李保国:意见他肯定是有的,他埋怨我们只顾工作不顾他。但那是工作需要。我们想把山治好,可当时这里面的自然规律我们还不了解,要摸索怎么把它治好,首先得找规律,就需要住到山里。越下雨我们越要观测水土流失规律,越到冬天我们越要了解树能长不能长、怕冻不怕冻。这就得有所舍取,没有选择的余地。
记者:您现在回想起当时艰苦的生活,又是怎样的感受?
李保国:对孩子、对爱人我都觉得相当愧疚。但是不这样我们也干不成事。
从我个人而言,这点苦倒不算什么。对我们这一代人来说,吃苦受累都不是问题,要是一事无成,我才觉得有点不合适。
直到现在我们也是开着车满太行山的跑,一年得有200多天在山上。我们老两口是“以车为家”了。这不我们这回在石家庄有会,今天下午四点半到宾馆报到,头半天儿我们就事儿在这边山里头又跑了6个村,闹得跟“土人儿”似的——走到哪儿都是这样,一进宾馆,头一件事就是洗澡。我爱人还攒了一大堆脏衣服要洗,现从车上抱下来的。
郭素萍:我们整天在外边跑,洗衣服都没时间。
省内农业口曾有一位领导,上任之初一路走访山乡,每到一处,看到种果树的就问:“技术上你们认识谁啊?”几乎所有村民都回答:“李保国。”从涉县一直走到赞皇,走了20多个村子,这位领导听到的答案都一样!这位领导走不下去了,说:“咱们得好好研讨研讨这个‘李保国效应’,系统里这么多技术人员,为什么山区农民一张嘴,都是李保国?”
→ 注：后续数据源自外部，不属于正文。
Issue #18, opened 2012-01-13
Define wait times by function instead of variable


cgbystrom:
The current way of specifying the wait time for a Locust makes a rather large assumption on how a developers will want to do this. It assumes that wait time should be randomly distributed in a given interval of milliseconds.

With the current API,  a locust with random wait times between 2000 and 5000 ms looks like this:

``` python
class User(Locust):
    tasks = [index, stats]
    min_wait = 2000
    max_wait = 5000
```

However, if we were to replace those hard constants with a function instead, determining that wait time would be a lot easier to both communicate and implement. It would make no assumption on how the developer would like to define his/her wait times and at the same time provide a small, isolated place were this can take place (inside a function). Since randomly distributed wait times within an interval arguably would be the most common, we naturally would ship with some default ones.

Here's an example:

``` python
class User(Locust):
    tasks = [index, stats]
    wait_time = random_between(2, 5)
```

As you can see, wait_time is assigned a function returned by the `random_between` function. Very straight forward and pluggable. Even simpler than the current implementation as the Locust core would not even need to be aware of how to calculate wait times - just call the wait function to determine the wait time.

Two examples of wait functions that we could ship:

``` python
def random_between(from_time, to_time):
    def wait():
        return random.uniform(from_time, to_time)
    return wait

def constant(time):
    def wait():
        return time
    return wait
```

As with any API changes, discussing them here before diving in. What are your thoughts?

PR #785, opened 2018-04-27
Added user-defined wait_function to locust and TaskSet

ps-george:
Most real-world inter-arrival times are exponentially distributed so it would be nice to be able to model that using locust. I've added the possibility for a user-defined wait_function, so *any* desired inter-arrival time can be modelled. Added some [examples](https://github.com/ps-george/locust/blob/df89db25a3444bc41a5c00b252f581156e80f405/examples/custom_wait_function.py) of exponential wait times I'd like to be able to model. If `wait_function` is not set, it will default to exactly as before, i.e. `random.randint(self.min_wait,self.max_wait)`

Change-log needs updating if merging this.

### DIFF
--- a/docs/api.rst
+++ b/docs/api.rst
@@ -7,20 +7,20 @@ Locust class
 ============
 
 .. autoclass:: locust.core.Locust
-	:members: min_wait, max_wait, task_set, weight
+	:members: min_wait, max_wait, wait_function, task_set, weight
 
 HttpLocust class
 ================
 
 .. autoclass:: locust.core.HttpLocust
-	:members: min_wait, max_wait, task_set, client
+	:members: min_wait, max_wait, wait_function, task_set, client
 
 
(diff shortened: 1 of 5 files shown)


heyman:
Thanks for the PR!

This is currently possible to achieve by overriding the `wait()` method in the `TaskSet` class. However I think this is a nicer API. This would also resolve #18 :).

I'm +1

Does anyone else has thoughts on this?

aldenpeterson-wf:
+1 as well. I wish it was easier to figure out what sections of docs to update short of having them all memorized.

Also this is a great PR example too. A small, concise, clear feature request with a good API... 🏆

ps-george:
Thanks for the fast and welcoming response!

aldenpeterson-wf:
@ps-george realistically it's easy in a PR like this ;-)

记者:这个“李保国效应”,不仅仅是在生活上吃苦受累就能干出来的吧?
李保国:那当然了。给农民讲课,不能把给硕士、博士上课那一套搬来,得把你的技术、你的成果变成农民能理解的、能记住的、能做到的最简单的东西。好比我教农民疏果,我就告诉他们:这和计划生育道理一样,孩子多的家庭负担重,如果就供一个孩子,上学、就业、娶媳妇盖房就省劲儿多了——所以,苹果树也要实行“计划生育”……
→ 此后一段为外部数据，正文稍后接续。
PR #789, opened 2018-05-09
Adding more Percentiles to request stats web endpoint

albertowar:
At work, we use Locust for Performance testing.

We poll the request stats web endpoint to publish metrics to Grafana and we would like to have more information about response times (percentiles).

### DIFF
--- a/locust/test/test_runners.py
+++ b/locust/test/test_runners.py
@@ -156,23 +156,31 @@ class TestMasterRunner(LocustTestCase):
                     "user_count": 2,
                 }, "fake_client"))
                 mocked_time.return_value += 4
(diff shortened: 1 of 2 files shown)


cyberw:
Hi @albertowar ! Do you actually need the 10th and 25th percentiles? I've hardly ever heard anyone ask for anything below 50 :) Calculating percentiles is actually relatively expensive (as it requires sorting all the requests) so I'm -1 for this...

albertowar:
It has been a while indeed since I wrote this one and now I share the same sentiment. If anything, it would be nice to have a P99, since that's what people are asking for these days.

Will close for now, since I would like to revisit stats in general in a separate PR.

Issue #565, opened 2017-03-21
Median response times off


steventang2013:
```
 Name                                                          # reqs      # fails     Avg     Min     Max  |  Median   req/s
----------------------------------------------------------------------------------------------------
 POST long                                                        1     0(0.00%)    6067    6067    6067  |    6100    0.00
 POST short                                                       1     0(0.00%)    1239    1239    1239  |    1200    0.20
----------------------------------------------------------------------------------------------------
 Total                                                           2     0(0.00%)                                       0.20
```
```
 Name                                                          # reqs      # fails     Avg     Min     Max  |  Median   req/s
--------------------------------------------------------------------------------------------------------------------------------------------
 POST medium                                                       7     0(0.00%)     468     199    1006  |     360    
 POST short                                                        2     0(0.00%)    1063     574    1553  |     570    0.33
----------------------------------------------------------------------------------------------------
 Total                                                              9     0(0.00%)                                       1.00
```

This only seems to be an intermittent issue, but notice how the median response times are not within the bounds of min and max. 
Anyone else ran into a similar issue?

giantryansaul:
Yes! I had someone at the office show me a situation where they ran 10 requests, the average was way outside of the bounds of what the logs showed. So probably not just an issue with the median, seems to be an issue with reporting. It also seems to be intermittent for us too so I haven't really gone too deep on it yet.

heyman:
In order to calculate the median response time, as well as response times for specific percentiles, without storing the response time for every single request, we keep a dict of the following format: {response_time: numer_of_requests}. In order to save memory we round the response time to only use two digits of precision (so that 6067 becomes 6100, 1239 -> 1200, 574 -> 570, and so on). Since that dict is used to calculate the median response times, while the exact response times are used when calculating min/max, it could happen that the median ends up outside of the min/max boundaries (especially for few requests).

I guess it would probably be good to mention that we only use two digits precision for median & percentile response times, in the docs and the web UI.

jredrejo:
I would like to know the status if this issue. I understand is a precision problem because only 2 digits are taken, but I don't understand why this is not improved. Having values of median over max and min is not what it's expected in a tool that's used to measure performance. Wouldn't it be possible to use more accuracy, or at least, round it to the max or min value in this cases?

cgoldberg:
> Having values of median over max and min is not what it's expected 
> in a tool that's used to measure performance

[...]

PR #790, opened 2018-05-10
Ensure median does not have impossible values

jredrejo:
This is a fix to limit the scope of the problem described in issue #565
Rounding still exists, but at least median won't show impossible values.

### DIFF
--- a/locust/stats.py
+++ b/locust/stats.py
@@ -294,8 +294,12 @@ class StatsEntry(object):
     def median_response_time(self):
         if not self.response_times:
             return 0
-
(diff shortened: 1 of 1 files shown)


cyberw:
@jredrejo  I think this PR makes sense. If you resolve the conflict (or file a completely new one) I will merge it.

heyman:
I merged this and added a test and comment: https://github.com/locustio/locust/compare/b16cf497305e83b271065700bc995ec18a6d1d73...551859352f76e116e1186300a6979463d500e9ab

Thanks!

记者:这样听起来是有意思了,可是要能把它这么讲出来,应该不是一件容易的事。
李保国:那你就得真下功夫,真用心啊。干事就得想干成,没有这个心劲儿,能干好吗?我们有36项标准化技术,光种苹果,就有128道生产管理工序,那要一条一条搞出来,一条一条推下去,当然不容易了。所以我现在常跟学生们说,生活上吃点苦不算什么,非得业务上也能吃苦,那才算数。
记者:您大学是学蚕桑的,毕业以后才开始做山区治理,现在又在做产业带——您在业务上,可都是半路出家、连续跨界?
李保国:跨界不怕,什么东西都是该学就学,我都是干着学的。我是当了博导以后,还去读的博士,有几个当了博导还舍得去读博士的啊?我这个经济林博士,那是正儿八经地学出来的。
所以我的知识面非常宽,不管是生态的、土壤的、肥料的、栽培的、生理的,一直到分子生物学的,从宏观到微观,从单项技术到宏观产业设计,我都懂。要想干成事,不较劲还行?
要想干事,还能怕事?
早些年,李保国曾陪着一位领导到邢台一个山村考察,进村看的第一户生活就很困难,家里一贫如洗,全家只有一条炕席一床被子,揭开锅,就是玉米面饼子。领导一见,赶紧从兜里掏钱。李保国劝他先别掏钱,最后一起想办法,可领导说看着实在可怜,得救济。第二户、第三户……到第六户,领导兜里的钱掏光了。李保国打趣地“挤兑”领导:“你再掏啊——反正我不借给你。”
“得看这里头根本问题在哪,光从兜里掏钱,这不解决问题。”李保国说。
记者:您身上有一个特别矛盾的地方,就是您个人不太追求金钱、利益,但是您做的这些具体事,又都是从经济效益、从产业的角度出发的,不但不回避利益,反而是专门带着老百姓逐利。这是为什么?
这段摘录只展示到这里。